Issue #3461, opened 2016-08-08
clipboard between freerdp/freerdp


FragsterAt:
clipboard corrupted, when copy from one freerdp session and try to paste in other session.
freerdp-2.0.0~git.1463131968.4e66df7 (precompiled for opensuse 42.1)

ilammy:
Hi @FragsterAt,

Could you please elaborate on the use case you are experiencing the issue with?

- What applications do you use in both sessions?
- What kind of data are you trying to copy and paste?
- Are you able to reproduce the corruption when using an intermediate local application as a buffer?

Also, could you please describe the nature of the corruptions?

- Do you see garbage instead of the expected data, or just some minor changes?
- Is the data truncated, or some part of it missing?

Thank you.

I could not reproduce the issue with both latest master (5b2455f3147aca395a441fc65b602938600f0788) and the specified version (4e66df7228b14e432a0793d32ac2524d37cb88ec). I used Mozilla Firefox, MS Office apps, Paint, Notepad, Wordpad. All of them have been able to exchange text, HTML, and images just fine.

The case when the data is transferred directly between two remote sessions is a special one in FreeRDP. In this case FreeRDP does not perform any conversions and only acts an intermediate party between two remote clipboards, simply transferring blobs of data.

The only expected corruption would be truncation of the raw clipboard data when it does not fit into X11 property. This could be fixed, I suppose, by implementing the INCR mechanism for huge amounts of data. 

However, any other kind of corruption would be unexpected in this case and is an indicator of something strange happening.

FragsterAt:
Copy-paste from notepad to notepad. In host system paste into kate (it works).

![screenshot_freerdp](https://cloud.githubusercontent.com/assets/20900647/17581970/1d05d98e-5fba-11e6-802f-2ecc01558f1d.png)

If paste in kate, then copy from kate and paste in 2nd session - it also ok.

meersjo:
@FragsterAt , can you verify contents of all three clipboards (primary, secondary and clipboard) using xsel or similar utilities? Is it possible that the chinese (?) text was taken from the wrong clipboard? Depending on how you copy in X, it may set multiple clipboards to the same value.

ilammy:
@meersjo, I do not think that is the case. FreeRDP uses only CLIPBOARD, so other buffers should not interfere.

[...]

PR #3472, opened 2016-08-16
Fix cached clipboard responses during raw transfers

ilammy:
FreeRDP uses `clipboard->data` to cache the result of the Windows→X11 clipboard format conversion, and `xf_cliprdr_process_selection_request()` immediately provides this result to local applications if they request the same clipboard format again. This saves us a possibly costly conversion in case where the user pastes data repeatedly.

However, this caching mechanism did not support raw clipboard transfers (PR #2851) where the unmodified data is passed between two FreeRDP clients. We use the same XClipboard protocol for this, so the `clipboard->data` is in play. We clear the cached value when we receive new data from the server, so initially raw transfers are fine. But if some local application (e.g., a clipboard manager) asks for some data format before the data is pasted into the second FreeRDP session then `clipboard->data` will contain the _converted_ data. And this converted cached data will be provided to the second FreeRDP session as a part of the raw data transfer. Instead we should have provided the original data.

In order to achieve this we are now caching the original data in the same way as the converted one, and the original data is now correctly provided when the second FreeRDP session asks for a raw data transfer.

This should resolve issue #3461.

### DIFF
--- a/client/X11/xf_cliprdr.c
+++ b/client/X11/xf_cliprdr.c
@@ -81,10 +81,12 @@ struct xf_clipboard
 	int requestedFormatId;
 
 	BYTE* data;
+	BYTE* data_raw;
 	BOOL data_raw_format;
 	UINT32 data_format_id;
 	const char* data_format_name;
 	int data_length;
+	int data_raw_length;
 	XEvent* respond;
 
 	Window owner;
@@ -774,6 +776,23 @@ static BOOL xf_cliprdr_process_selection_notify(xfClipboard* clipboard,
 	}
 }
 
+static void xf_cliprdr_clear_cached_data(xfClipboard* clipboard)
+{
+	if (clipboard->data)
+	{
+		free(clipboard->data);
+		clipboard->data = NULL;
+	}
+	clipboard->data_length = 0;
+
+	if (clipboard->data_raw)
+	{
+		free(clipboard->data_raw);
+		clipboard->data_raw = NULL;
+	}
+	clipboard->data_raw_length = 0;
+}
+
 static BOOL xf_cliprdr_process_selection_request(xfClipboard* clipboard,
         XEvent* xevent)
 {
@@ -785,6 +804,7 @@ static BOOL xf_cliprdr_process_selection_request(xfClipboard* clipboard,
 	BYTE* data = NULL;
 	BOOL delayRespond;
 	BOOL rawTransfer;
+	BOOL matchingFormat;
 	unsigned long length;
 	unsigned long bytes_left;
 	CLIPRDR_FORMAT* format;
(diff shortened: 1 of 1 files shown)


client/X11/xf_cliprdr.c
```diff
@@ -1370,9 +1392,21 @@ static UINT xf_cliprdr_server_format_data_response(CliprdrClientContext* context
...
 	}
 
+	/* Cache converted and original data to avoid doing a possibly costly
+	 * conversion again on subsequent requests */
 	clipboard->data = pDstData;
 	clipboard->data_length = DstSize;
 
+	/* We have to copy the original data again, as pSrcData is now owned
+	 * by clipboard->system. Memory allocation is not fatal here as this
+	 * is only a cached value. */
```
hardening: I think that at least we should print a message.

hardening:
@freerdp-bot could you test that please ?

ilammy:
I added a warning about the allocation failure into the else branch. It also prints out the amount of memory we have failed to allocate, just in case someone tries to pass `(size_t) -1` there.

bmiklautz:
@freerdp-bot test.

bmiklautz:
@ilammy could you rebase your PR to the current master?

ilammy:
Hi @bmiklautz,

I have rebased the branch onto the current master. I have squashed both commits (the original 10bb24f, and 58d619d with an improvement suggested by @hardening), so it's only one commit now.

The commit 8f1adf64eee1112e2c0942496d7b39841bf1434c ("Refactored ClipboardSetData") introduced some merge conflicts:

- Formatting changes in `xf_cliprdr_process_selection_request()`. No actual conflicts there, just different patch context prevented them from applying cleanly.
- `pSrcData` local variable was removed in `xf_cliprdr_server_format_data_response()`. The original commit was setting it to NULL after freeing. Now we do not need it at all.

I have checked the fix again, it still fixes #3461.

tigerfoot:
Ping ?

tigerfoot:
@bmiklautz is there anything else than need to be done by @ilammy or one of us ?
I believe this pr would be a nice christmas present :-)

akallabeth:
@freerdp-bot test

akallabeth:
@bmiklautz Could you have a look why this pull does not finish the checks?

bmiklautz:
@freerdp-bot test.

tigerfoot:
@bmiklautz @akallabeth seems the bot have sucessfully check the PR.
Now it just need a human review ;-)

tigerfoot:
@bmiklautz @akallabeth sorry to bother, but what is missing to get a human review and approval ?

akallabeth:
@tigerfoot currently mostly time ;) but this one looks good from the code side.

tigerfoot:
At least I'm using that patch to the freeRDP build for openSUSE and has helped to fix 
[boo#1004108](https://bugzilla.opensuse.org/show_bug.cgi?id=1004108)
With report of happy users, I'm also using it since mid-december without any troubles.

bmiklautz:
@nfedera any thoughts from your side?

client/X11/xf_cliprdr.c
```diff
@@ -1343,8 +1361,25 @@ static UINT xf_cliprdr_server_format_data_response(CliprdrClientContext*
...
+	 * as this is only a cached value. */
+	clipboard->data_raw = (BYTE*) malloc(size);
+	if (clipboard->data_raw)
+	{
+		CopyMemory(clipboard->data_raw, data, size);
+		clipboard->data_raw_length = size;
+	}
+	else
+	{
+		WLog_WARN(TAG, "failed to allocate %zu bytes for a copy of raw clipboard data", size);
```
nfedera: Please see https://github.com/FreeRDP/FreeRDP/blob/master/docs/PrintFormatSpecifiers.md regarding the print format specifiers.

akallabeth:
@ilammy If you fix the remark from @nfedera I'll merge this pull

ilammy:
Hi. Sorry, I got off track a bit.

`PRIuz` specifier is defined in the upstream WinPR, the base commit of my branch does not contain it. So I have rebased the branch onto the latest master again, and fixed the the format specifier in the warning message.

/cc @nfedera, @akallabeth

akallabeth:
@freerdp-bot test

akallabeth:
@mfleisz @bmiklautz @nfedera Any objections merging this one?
◇ ◇ ◇
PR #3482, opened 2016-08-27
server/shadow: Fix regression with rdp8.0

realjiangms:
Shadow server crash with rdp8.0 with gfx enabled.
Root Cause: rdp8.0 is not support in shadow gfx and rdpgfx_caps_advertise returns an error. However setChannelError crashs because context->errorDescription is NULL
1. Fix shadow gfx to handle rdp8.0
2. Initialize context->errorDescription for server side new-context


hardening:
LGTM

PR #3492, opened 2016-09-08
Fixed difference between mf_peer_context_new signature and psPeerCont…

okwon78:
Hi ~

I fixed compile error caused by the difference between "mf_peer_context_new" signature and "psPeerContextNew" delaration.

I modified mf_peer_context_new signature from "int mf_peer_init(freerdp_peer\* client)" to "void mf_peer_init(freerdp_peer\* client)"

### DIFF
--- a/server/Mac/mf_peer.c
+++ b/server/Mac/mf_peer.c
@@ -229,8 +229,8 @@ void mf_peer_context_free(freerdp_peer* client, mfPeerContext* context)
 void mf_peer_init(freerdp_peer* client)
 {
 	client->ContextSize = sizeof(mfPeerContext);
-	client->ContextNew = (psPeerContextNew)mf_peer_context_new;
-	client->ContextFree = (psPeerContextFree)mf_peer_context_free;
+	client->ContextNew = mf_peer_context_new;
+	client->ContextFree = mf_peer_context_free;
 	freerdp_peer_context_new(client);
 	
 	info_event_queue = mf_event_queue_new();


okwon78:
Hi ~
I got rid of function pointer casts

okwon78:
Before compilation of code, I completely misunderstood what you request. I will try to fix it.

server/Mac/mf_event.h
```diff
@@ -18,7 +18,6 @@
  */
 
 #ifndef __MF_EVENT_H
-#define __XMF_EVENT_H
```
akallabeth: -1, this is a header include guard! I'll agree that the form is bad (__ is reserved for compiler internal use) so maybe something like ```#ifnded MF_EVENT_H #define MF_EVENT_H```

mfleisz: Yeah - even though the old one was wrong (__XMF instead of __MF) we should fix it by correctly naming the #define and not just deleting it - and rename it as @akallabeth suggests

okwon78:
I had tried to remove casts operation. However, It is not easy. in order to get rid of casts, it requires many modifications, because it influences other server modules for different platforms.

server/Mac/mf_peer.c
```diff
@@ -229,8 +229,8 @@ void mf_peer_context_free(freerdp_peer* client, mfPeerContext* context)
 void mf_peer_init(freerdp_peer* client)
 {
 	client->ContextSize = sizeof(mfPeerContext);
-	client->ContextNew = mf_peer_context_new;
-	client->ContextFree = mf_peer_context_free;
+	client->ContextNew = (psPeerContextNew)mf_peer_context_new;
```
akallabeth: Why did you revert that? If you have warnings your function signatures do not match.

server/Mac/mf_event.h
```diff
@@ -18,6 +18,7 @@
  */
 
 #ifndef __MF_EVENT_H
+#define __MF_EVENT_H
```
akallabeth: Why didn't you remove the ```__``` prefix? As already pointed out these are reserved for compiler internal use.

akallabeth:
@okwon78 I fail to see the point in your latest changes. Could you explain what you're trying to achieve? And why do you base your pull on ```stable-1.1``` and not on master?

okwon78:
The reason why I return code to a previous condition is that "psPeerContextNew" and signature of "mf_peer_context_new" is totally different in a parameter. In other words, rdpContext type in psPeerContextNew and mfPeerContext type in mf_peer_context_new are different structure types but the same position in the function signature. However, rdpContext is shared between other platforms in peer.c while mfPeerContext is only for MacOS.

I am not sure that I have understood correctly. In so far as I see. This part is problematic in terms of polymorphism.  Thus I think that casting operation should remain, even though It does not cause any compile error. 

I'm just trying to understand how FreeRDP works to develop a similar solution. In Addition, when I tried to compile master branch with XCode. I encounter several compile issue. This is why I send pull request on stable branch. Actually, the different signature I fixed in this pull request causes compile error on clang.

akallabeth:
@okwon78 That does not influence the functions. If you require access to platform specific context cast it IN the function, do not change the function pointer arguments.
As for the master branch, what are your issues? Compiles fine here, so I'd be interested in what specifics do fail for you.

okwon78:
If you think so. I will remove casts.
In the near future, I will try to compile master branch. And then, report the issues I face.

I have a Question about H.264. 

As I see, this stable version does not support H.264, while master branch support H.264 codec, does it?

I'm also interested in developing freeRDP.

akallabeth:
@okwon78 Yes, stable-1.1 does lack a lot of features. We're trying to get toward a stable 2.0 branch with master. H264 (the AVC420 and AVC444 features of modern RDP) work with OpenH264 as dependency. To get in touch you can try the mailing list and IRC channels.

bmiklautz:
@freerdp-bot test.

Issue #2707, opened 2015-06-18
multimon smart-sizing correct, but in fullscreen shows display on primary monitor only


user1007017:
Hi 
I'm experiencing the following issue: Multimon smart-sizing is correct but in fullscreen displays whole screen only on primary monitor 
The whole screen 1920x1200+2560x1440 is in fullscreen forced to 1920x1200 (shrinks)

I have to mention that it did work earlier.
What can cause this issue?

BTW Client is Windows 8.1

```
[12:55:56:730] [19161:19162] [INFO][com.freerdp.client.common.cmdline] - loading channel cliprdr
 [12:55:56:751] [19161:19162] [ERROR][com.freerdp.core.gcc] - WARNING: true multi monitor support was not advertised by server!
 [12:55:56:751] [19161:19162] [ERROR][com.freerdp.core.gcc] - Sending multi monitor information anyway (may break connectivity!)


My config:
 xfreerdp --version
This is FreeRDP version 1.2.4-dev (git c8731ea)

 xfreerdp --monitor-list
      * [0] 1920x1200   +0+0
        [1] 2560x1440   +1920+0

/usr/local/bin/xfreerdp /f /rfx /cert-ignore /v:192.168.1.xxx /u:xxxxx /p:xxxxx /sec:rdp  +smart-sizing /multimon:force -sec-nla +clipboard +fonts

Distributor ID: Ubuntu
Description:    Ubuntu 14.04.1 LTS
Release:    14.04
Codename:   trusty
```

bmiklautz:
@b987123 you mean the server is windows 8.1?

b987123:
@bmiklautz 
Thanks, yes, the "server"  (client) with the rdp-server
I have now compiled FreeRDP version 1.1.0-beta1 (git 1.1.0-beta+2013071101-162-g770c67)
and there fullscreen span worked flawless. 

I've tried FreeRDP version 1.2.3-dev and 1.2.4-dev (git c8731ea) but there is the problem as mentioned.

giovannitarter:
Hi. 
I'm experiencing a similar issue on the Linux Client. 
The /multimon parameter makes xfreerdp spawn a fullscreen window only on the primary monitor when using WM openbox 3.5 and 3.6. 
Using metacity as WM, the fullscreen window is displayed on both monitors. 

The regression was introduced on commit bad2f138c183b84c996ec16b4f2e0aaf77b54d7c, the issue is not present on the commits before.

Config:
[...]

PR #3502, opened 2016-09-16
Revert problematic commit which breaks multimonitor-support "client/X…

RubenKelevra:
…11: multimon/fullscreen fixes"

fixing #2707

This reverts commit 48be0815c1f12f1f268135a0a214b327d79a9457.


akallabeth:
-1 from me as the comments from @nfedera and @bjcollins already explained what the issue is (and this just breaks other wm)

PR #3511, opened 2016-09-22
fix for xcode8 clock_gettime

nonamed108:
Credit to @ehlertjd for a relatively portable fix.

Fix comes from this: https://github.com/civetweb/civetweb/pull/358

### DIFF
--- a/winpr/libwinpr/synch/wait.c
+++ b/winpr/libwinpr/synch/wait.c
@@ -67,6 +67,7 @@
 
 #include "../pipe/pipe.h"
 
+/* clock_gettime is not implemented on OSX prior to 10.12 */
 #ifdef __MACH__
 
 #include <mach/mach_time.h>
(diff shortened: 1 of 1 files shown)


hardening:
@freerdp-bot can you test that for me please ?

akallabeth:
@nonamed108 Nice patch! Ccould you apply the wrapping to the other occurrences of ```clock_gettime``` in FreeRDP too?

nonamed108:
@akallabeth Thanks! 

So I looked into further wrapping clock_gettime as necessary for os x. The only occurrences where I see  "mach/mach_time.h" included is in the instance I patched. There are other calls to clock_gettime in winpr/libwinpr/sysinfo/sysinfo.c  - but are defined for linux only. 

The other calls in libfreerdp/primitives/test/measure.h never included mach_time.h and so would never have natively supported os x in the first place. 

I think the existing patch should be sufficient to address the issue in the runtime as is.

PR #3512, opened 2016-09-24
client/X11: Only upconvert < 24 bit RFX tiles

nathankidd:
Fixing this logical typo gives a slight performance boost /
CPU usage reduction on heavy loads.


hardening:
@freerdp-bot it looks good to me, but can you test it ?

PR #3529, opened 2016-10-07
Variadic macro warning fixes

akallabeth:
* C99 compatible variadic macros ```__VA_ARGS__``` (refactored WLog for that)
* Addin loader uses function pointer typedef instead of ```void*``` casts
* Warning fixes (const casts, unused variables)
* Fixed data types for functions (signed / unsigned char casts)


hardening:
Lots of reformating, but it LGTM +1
◇ ◇ ◇
TASK DESCRIPTION
Wherever a line in the data above contains the word "functions", copy that line.

RESPONSE AREA
@okwon78 That does not influence the functions. If you require access to platform specific context cast it IN the function, do not change the function pointer arguments.
* Fixed data types for functions (signed / unsigned char casts)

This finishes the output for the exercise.